[Task directions]
For the word "minimize", search the records and show each line in which it occurs.

**** Data provided ****

PR #296, opened 2022-09-20
GEN-1475: remove passthrough functions

fedealconada:
## Motivation

Some adapters have trusted functions. If those adapters are deployed through a factory, then it is only the factory who can call those functions.

To fix this, we have added some passthrough methods on the factory contracts whose purpose is just to call the adapters method. 

We may want to remove these functions if we, on each adapter deployment, make the factory to add another trusted address (for example, an admin address). 

NOTE: We can also decide just not to do this and leave as it was. Feedback is welcome :)

## Solution

- Add `adapterAdmin` to `BaseFactory.sol`
- Create a method to change the current `adapterAdmin` (requires trust)
- On every `deployAdapter` method fomo factories, add `setIsTrusted(adapterAdmin, true)`
- Remove passthrough methods

## Implementer Checklist


pkg/deployments/hardhat.seed.js
```diff
@@ -364,28 +362,30 @@ const MAINNET_FACTORIES = [
...
     ifee: ethers.utils.parseEther("0.0025"),
     mode: 0,
+    rType: CROP,
     tilt: 0,
     reward: COMP_TOKEN.get(chainId),
     targets: CTARGETS(chainId),
-    crops: false,
     guard: ethers.utils.parseEther("100000"),
   }),
   // FFactory example
```
fedealconada: With this PR, FFactory became bigger in size so it's not "deployable". Since we are not using it I've commented it out but not sure if we want to solve this or not.

jparklev: Nah, I think this is right – I don't think we need to worry about the `FFactory`

pkg/core/src/adapters/abstract/BaseAdapter.sol
```diff
@@ -144,6 +154,38 @@ abstract contract BaseAdapter is IERC3156FlashLender {
         return ERC20(token).balanceOf(address(this));
     }
 
+    function setRewardsRecipient(address recipient) external requiresTrust {
```
jparklev: Same comment as https://github.com/sense-finance/sense-v1/pull/290#discussion_r975606904

pkg/core/src/adapters/abstract/BaseAdapter.sol
```diff
@@ -144,6 +154,38 @@ abstract contract BaseAdapter is IERC3156FlashLender {
...
+
+    /// @notice Transfers reward tokens from the adapter to Sense's reward container
+    /// @dev If adapter is either Crop or Crops, we check token is not any of the reward tokens
+    function extractToken(address token) external virtual {
+        if (adapterParams.rType == 1) {
+            if (token == Crop(address(this)).reward()) revert Errors.TokenNotSupported();
+        } else if (adapterParams.rType == 2) {
+            uint256 i = 0;
+            Crops adapter = Crops(address(this));
+            while (true) {
```
jparklev: I think we might also be able to do like a 
`for (uint256 i = 0; ;) { }`

to save ourselves from defining `uint256 i = 0`, but also i'm fine either way personally 🤷

pkg/core/src/adapters/abstract/BaseAdapter.sol
```diff
@@ -144,6 +154,38 @@ abstract contract BaseAdapter is IERC3156FlashLender {
...
+                    ++i;
+                }
+            }
+        }
+
+        // Check that token is neither the target nor the stake
+        if (token == target || token == adapterParams.stake) revert Errors.TokenNotSupported();
+        ERC20 t = ERC20(token);
+        t.safeTransfer(rewardsRecipient, t.balanceOf(address(this)));
+        emit RewardsClaimed(token, rewardsRecipient);
```
jparklev: Maybe can emit the `balance` claimed as well?

jparklev (commented):
A quick comment or two. Should this be compared against https://github.com/sense-finance/sense-v1/pull/290?

pkg/core/src/adapters/abstract/BaseAdapter.sol
fedealconada: yes! that's was the intention :)

pkg/core/src/adapters/abstract/BaseAdapter.sol
fedealconada: agree!

jparklev (approved):
LGTM! Only comment is that we might want to call it something besides `adapterAdmin` since that suggests that the adapter has an admin that can do whatever they want, when really their powers are a bit limited. Maybe `restrictedAdmin` or something?

fedealconada:
> LGTM! Only comment is that we might want to call it something besides `adapterAdmin` since that suggests that the adapter has an admin that can do whatever they want, when really their powers are a bit limited. Maybe `restrictedAdmin` or something?

done sir

jparklev:
> > LGTM! Only comment is that we might want to call it something besides `adapterAdmin` since that suggests that the adapter has an admin that can do whatever they want, when really their powers are a bit limited. Maybe `restrictedAdmin` or something?
> 
> done sir

Awesome 💯 Now let's ship these factories!

PR #337, opened 2023-02-08
GEN-2022: add function to set factory params

fedealconada:
## Motivation

Make our factories more flexible.

## Solution

Add `setFactoryParams` to BaseFactory.sol

## Implementer Checklist


jparklev (approved):
Smol but mighty

Also i've never seen an event with a struct! What does that even look like in the data

fedealconada:
> Smol but mighty
> 
> Also i've never seen an event with a struct! What does that even look like in the data

lol me neither, but it worked, and it looks like this:
image

abylaw (approved):
Yay! Nice

PR #338, opened 2023-02-09
GEN-2027: fix ifee

fedealconada:
## Motivation

Avoid mis-typing the ifee

## Solution

- Redeploy OwnableERC4626CropFactory
- Add deployment scripts helpers (both for forge scripts and hardhat) to help on calculating the ifee

## Implementer Checklist


pkg/deployments/tasks/20230102-ownable-erc4626-crop-factory/index.js
```diff
@@ -253,10 +257,9 @@ task(
...
     console.log("2. Set factory as trusted on Divider (multisig)");
-    console.log("3. Deploy ownable adapter on Periphery using factory (relayer)");
-    console.log("4. Go back to script, and deploy the claimer");
-    console.log("5. Set claimer to adapter (multisig)");
-    console.log("6. Create RLV using AutoRollerFactory and the rewards distributor address (relayer)");
-    console.log("7. Roll first series (relayer)");
+    console.log("3. Deploy ownable adapter on Periphery (Adapters UI using deployer address)");
+    console.log("4. Set claimer to adapter (deployer)");
+    console.log("5. Set multisig as trusted of adapter via factory `setAdapterIsTrusted` (multisig)");
+    console.log("5. Roll first series (Angle team or relayer)");
```
abylaw:
```suggestion
    console.log("6. Roll first series (Angle team or relayer)");
```

abylaw (approved):
Nice!! This makes sense to me. It's much clearer what the fees are now.

pkg/core/src/tests/test-helpers/TestHelper.sol
```diff
@@ -659,4 +659,20 @@ contract TestHelper is Test {
     function assertApproxEqAbs(uint256 a, uint256 b) public virtual {
         assertApproxEqAbs(a, b, 100);
     }
+
+    function percentageToDecimal(uint128 percentageFee) public returns (uint128) {
+        return percentageFee / 100;
```
jparklev: Thoughts on logging what the percentage will be for spot checks? e.g. `percentage: 0.05%`

We could use [log_named_decimal_uint](https://github.com/dapphub/ds-test/blob/cd98eff28324bfac652e63a239a60632a761790b/src/test.sol#L32) to get it [formatted nicely in solidity](https://github.com/foundry-rs/book/blob/c388d3541e2ca6ecdf526746a0539bd8b89f84ff/src/reference/ds-test.md?plain=1#L130)

pkg/core/script/2022-06-12-ERC4626Factory.s.sol
```diff
@@ -52,7 +54,7 @@ contract ERC4626FactoryScript is Script, StdCheats {
             stakeSize: 0.25e18, // 0.25 WETH
             minm: 2629800, // 1 month
             maxm: 315576000, // 10 years
-            ifee: 1e15, // 0.001%
+            ifee: th.percentageToDecimal(0.05e18), // 0.05%
```
jparklev: Perhaps since we are using this in `script` contract as well, it should be in a contract other than `TestHelper`? Like maybe we should make a general "utilities" contract of some kind. WDYT?

jparklev (approved):
Comment on logging for sanity checks and where to put the functionality, but overall agree this feels like a great step towards clarity and DX

pkg/core/src/tests/test-helpers/TestHelper.sol
fedealconada: sure! i'm logging it [here](https://github.com/sense-finance/sense-v1/pull/338/files#diff-ee8e939b6bb46fbe45268c19ac5a070f0b1d48ae0750bd26ea25f44128f27db3R70) on the script but I guess I could have it already included on each function so it always logs, that's your idea, right?

pkg/core/script/2022-06-12-ERC4626Factory.s.sol
fedealconada: sure!

fedealconada: pushed, thoughts?

pkg/core/src/tests/test-helpers/TestHelper.sol
jparklev: Yep!

pkg/core/script/2022-06-12-ERC4626Factory.s.sol
jparklev: LGTM

jparklev:
Anything we still need here before merging @fedealconada?

fedealconada:
> Anything we still need here before merging @fedealconada?

nothing! ill merge

PR #339, opened 2023-02-13
GEN-1888: zaps

fedealconada:
## Motivation

Add more flexibility to the Periphery with the use of zaps to:

- swap any token for PTs or YTs
- swap PTs or YTs for any token
- issue from any token
- combine to any token
- sponsor from any token

This PR is based on the [permit2 PR](https://github.com/sense-finance/sense-v1/pull/335) and it adds up the zap features.

## Solution

We use [0x API](https://docs.0x.org/0x-api-swap/api-references/get-swap-v1-quote) to generate a quote for a swap. For example, if we want to sponsor a series using `DAI` and our stake token is `WETH`, the portal will ping `https://api.0x.org/swap/v1/quote?sellToken=DAI&buyToken=0xae7ab96520DE3A18E5e111B5EaAb095312D7fE84&sellAmount=250000000000000000`

Then, we will use some of the properties of the response to create our quote and send it as a param to our `sponsorSeries` function, which receives both the quote and also the permit2 message to be able to pull the tokens (`DAI`) from the user. Some examples can be found [here](https://github.com/sense-finance/sense-v1/pull/339/files#diff-0247642c13110fa2468a1ca4090095e332f3d9f9b4f0308a3d35b87bd7fd37cfR145)

We are always doing swaps to or from `underlying` since we believe there will be either more liquidity, more liquidity sources on 0x than if we choose to use the `target` token.  

When doing actions from/to target or underlying (e.g swap PTs for target) there's no need to do any swap on 0x, we will just use the target as it is or wrap the underlying.

## Implementer Checklist


pkg/core/src/Periphery.sol
```diff
@@ -46,6 +58,12 @@ contract Periphery is Trust, IERC3156FlashBorrower {
     /// @notice Sense core Divider address
     BalancerVault public immutable balancerVault;
 
+    /// @notice Permit2 contract
+    IPermit2 public immutable permit2; // TODO: do we want this to be mutable?
```
jparklev: I think it's ok to have this immutable, seems like something that'd be quite disruptive to change for the ecosystem

pkg/core/src/Periphery.sol
```diff
@@ -950,6 +940,119 @@ contract Periphery is Trust, IERC3156FlashBorrower {
         ptBal = ERC20(pt).balanceOf(address(this)) - ptBal;
     }
 
+    // @dev Swaps ETH->ERC20, ERC20->ERC20 or ERC20->ETH held by this contract using a 0x-API quote
+    function _fillQuote(SwapQuote memory quote) internal returns (uint256 boughtAmount) {
+        if (quote.sellToken == quote.buyToken) return 0; // No swap if the tokens are the same.
+        if (quote.swapTarget != exchangeProxy) revert Errors.InvalidExchangeProxy();
+
+        // Track our balance of the buyToken to determine how much we've bought.
+        boughtAmount = address(quote.buyToken) == ETH ? address(this).balance : quote.buyToken.balanceOf(address(this));
```
jparklev: This is tracking the initial balance of the buy token, right? so we can check the change. when would we expect some buy token to already be in the periphery?

pkg/core/src/Periphery.sol
```diff
@@ -950,6 +940,119 @@ contract Periphery is Trust, IERC3156FlashBorrower {
...
+        // Refund any unspent protocol fees to the sender.
+        uint256 refundAmt = address(this).balance;
+        if (address(quote.buyToken) == ETH) refundAmt = refundAmt - boughtAmount;
+        payable(msg.sender).transfer(refundAmt);
+
+        emit BoughtTokens(address(quote.sellToken), address(quote.buyToken), boughtAmount);
+        return boughtAmount;
+    }
+
+    function _getRevertMsg(bytes memory _returnData) internal pure returns (string memory) {
```
jparklev: Ohh nice, how did u figure this out?

pkg/core/src/Periphery.sol
```diff
@@ -950,6 +940,119 @@ contract Periphery is Trust, IERC3156FlashBorrower {
...
+            // TODO: return non-swapped underlying if there is?
+            // sell tokens for underlying and wrap into target
+            Adapter(adapter).unwrapTarget(_amt);
+            amt = _fillQuote(quote);
+        } else {
+            amt = _amt;
+        }
+    }
+
+    function _transferFrom(
```
jparklev, line 977: Similar to the library?

jparklev (commented):
Quick questions, but more will come! Should we put this PR up against the `permit` stuff to minimize the diff?

Also I wonder if we even still need the migrate liquidity function with RLVs being the default now 🤔

pkg/core/src/Periphery.sol
fedealconada: hmm... never, you mean that we could just use the whole total balance that is in the Periphery?

pkg/core/src/Periphery.sol
fedealconada: stole it from somewhere haha

pkg/core/src/Periphery.sol
fedealconada: indeed!

fedealconada:
> Quick questions, but more will come! Should we put this PR up against the `permit` stuff to minimize the diff?

that was the idea but i forgot xD
> 
> Also I wonder if we even still need the migrate liquidity function with RLVs being the default now 🤔

yes! had the same thought, that's why it was I commented it out but wanted to check with you.

pkg/core/src/Periphery.sol
jparklev: tbh I think I might not be understanding this part of the code yet heh. My understanding was that `boughtAmount` would always be `0` here since nothing had been purchased yet?

fedealconada: i think i understand your point and we can just remove that line.
basically, the idea there was that we init `boughtAmount` with the current periphery's `buyToken` balance (which yes, will be 0 unless someone has airdropped some tokens haha, so this is why we could actually remove that line)
then (line 906), we execute the swap so now the periphery has received some buy tokens and we do `boughtAmount = buyToken.balanceOf(periphery) - boughtAmount` to calculate how many tokens we've just bought.

pkg/core/src/Periphery.sol
```diff
@@ -107,17 +131,12 @@ contract Periphery is Trust, IERC3156FlashBorrower {
...
-
-        // Transfer stakeSize from sponsor into this contract
-        permit2.permitTransferFrom(
-            permit.msg, // permit message.
-            IPermit2.SignatureTransferDetails({ to: address(this), requestedAmount: stakeSize }), // transfer recipient and amount.
-            msg.sender, // owner of the tokens
-            permit.sig // packed permit.sig that was the result of signing the EIP712 hash of `permit`.
-        );
+        if (address(quote.sellToken) != ETH) _transferFrom(permit, stake, stakeSize);
+        if (address(quote.sellToken) != stake) _fillQuote(quote);
```
jparklev, line 125: So this would be if they just transfer the stake in directly rather than swapping for it, right?

pkg/core/src/Periphery.sol
```diff
@@ -1113,6 +892,115 @@ contract Periphery is Trust, IERC3156FlashBorrower {
...
+        // allowance to 0 before being able to update it.
+        // TODO: add tests for USDT!!
+        if (address(quote.sellToken) != ETH)
+            ERC20(address(quote.sellToken)).safeApprove(quote.spender, type(uint256).max);
+
+        // Call the encoded swap function call on the contract at `swapTarget`,
+        // passing along any ETH attached to this function call to cover protocol fees.
+        (bool success, ) = quote.swapTarget.call{ value: msg.value }(quote.swapCallData);
+        // if (!success) revert(_getRevertMsg(res));
+        if (!success) revert Errors.ZeroExSwapFailed();
```
jparklev: Maybe can give this error an argument and pass in the raw `res`

pkg/core/src/Periphery.sol
```diff
@@ -1113,6 +892,115 @@ contract Periphery is Trust, IERC3156FlashBorrower {
...
+
+        // Use our current buyToken balance to determine how much we've bought.
+        boughtAmount = (
+            address(quote.buyToken) == ETH ? address(this).balance : quote.buyToken.balanceOf(address(this))
+        );
+
+        // TODO: add tests for this! and check if we actually need it
```
jparklev: 👍

pkg/core/src/Periphery.sol
```diff
@@ -1147,4 +1038,5 @@ contract Periphery is Trust, IERC3156FlashBorrower {
         uint256 amountOut,
         bytes4 indexed sig
     );
+    event BoughtTokens(address indexed sellToken, address indexed buyToken, uint256 indexed boughtAmount);
```
jparklev: Should we include the sold amount so that a price could be backed out?

pkg/core/src/Periphery.sol
```diff
@@ -1113,6 +892,115 @@ contract Periphery is Trust, IERC3156FlashBorrower {
...
+    /// simply unwrap tokens or do nothing
+    function _fromTarget(
+        address adapter,
+        uint256 _amt,
+        SwapQuote calldata quote
+    ) internal returns (uint256 amt) {
+        if (address(quote.buyToken) == Adapter(adapter).underlying()) {
+            amt = Adapter(adapter).unwrapTarget(_amt);
+        } else if (address(quote.buyToken) != Adapter(adapter).target()) {
+            // TODO:the issue here is that the quote needs to calculate off-chain the amount of underlying that will be received from the unwrapTarget
```
jparklev: I guess there's no way to dynamically update the `swapCallData` on-chain to reflect the resulting underlying the contract now has?

jparklev (commented):
Slowly the comments and questions continue coming in :p

pkg/core/src/Periphery.sol
fedealconada: yep

pkg/core/src/Periphery.sol
fedealconada: Not sure I follow you

pkg/core/src/tests/test-helpers/TestHelper.sol
```diff
@@ -667,4 +668,17 @@ contract TestHelper is Test, Permit2Helper {
     function assertApproxEqAbs(uint256 a, uint256 b) public virtual {
         assertApproxEqAbs(a, b, 100);
     }
+
+    function _getQuote(
+        address adapter,
+        address fromToken,
+        address toToken
+    ) public returns (Periphery.SwapQuote memory quote) {
+        MockAdapter adapter = MockAdapter(adapter);
```
jparklev: Unused, perhaps?

pkg/core/src/Periphery.sol
```diff
@@ -159,246 +178,153 @@ contract Periphery is Trust, IERC3156FlashBorrower {
...
     /// @param ytBal Balance of YTs to swap
     /// @param receiver Address to receive the Target
-    /// @return tBal amount of Target received
-    function swapYTsForTarget(
+    /// @param permit Permit to pull YTs
+    /// @param quote Quote with swap details
+    /// @return amt amount of Target received
+    /// @dev if quote.buyToken is neither target nor underlying, it will unwrap target
+    /// and swap it on 0x
+    // TODO: why we dont have minAccepted here? Should we?
```
jparklev: ...probably. Could be a simple check like `amt > minAccepted` at the end

pkg/core/src/Periphery.sol
jparklev: Like a way to update `swapCallData` with the result of `unwrapTarget` on-chain, which would remove the need to calculate the amount off-chain?

pkg/core/src/tests/test-helpers/TestHelper.sol
```diff
@@ -667,4 +668,17 @@ contract TestHelper is Test, Permit2Helper {
     function assertApproxEqAbs(uint256 a, uint256 b) public virtual {
         assertApproxEqAbs(a, b, 100);
     }
+
+    function _getQuote(
```
jparklev: I might be missing something, but are `swapCallData` and `swapTarget` set to null when we use this function? :) Are we testing a `quote` with non-null values somewhere as well?

pkg/core/src/Periphery.sol
```diff
@@ -159,246 +178,153 @@ contract Periphery is Trust, IERC3156FlashBorrower {
...
-            permit.msg,
-            IPermit2.SignatureTransferDetails({ to: address(this), requestedAmount: tBal }),
-            msg.sender,
-            permit.sig
-        );
-        (tAmount, issued, lpShares) = _addLiquidity(adapter, maturity, tBal, mode, minBptOut, receiver, permit);
+        PermitData calldata permit,
+        SwapQuote calldata quote
+    ) private returns (uint256 amt) {
+        if (address(quote.sellToken) != address(0) && address(quote.sellToken) != Adapter(adapter).underlying())
```
jparklev: What happens if `sellToken` is `address(0)`

pkg/core/src/Periphery.sol
```diff
@@ -159,246 +178,153 @@ contract Periphery is Trust, IERC3156FlashBorrower {
...
-    /// @notice Adds liquidity providing target
-    /// @param adapter Adapter address for the Series
-    /// @param maturity Maturity date for the Series
-    /// @param tBal Balance of Target to provide
-    /// @param mode 0 = issues and sell YT, 1 = issue and hold YT
-    /// @param minBptOut Minimum BPT the user will accept out for this transaction
-    /// @param receiver Address to receive the BPT
-    /// @dev see return description of _addLiquidity
-    function addLiquidityFromTarget(
+    function _swap(
```
jparklev: thoughts on `swapFixedTermToken` or `swapSenseToken`?

pkg/core/src/Periphery.sol
```diff
@@ -82,18 +96,28 @@ contract Periphery is Trust, IERC3156FlashBorrower {
         bytes sig;
     }
 
+    struct SwapQuote {
+        IERC20 sellToken;
+        IERC20 buyToken;
```
```suggestion
        ERC20 buyToken;
```
same for the above, if you're down

pkg/core/src/Periphery.sol
fedealconada: sgtm! i'm anyways waiting for the final version and see if we have space to add the _getRevertMsg

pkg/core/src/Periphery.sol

****

[Exercise output]
Quick questions, but more will come! Should we put this PR up against the `permit` stuff to minimize the diff?
> Quick questions, but more will come! Should we put this PR up against the `permit` stuff to minimize the diff?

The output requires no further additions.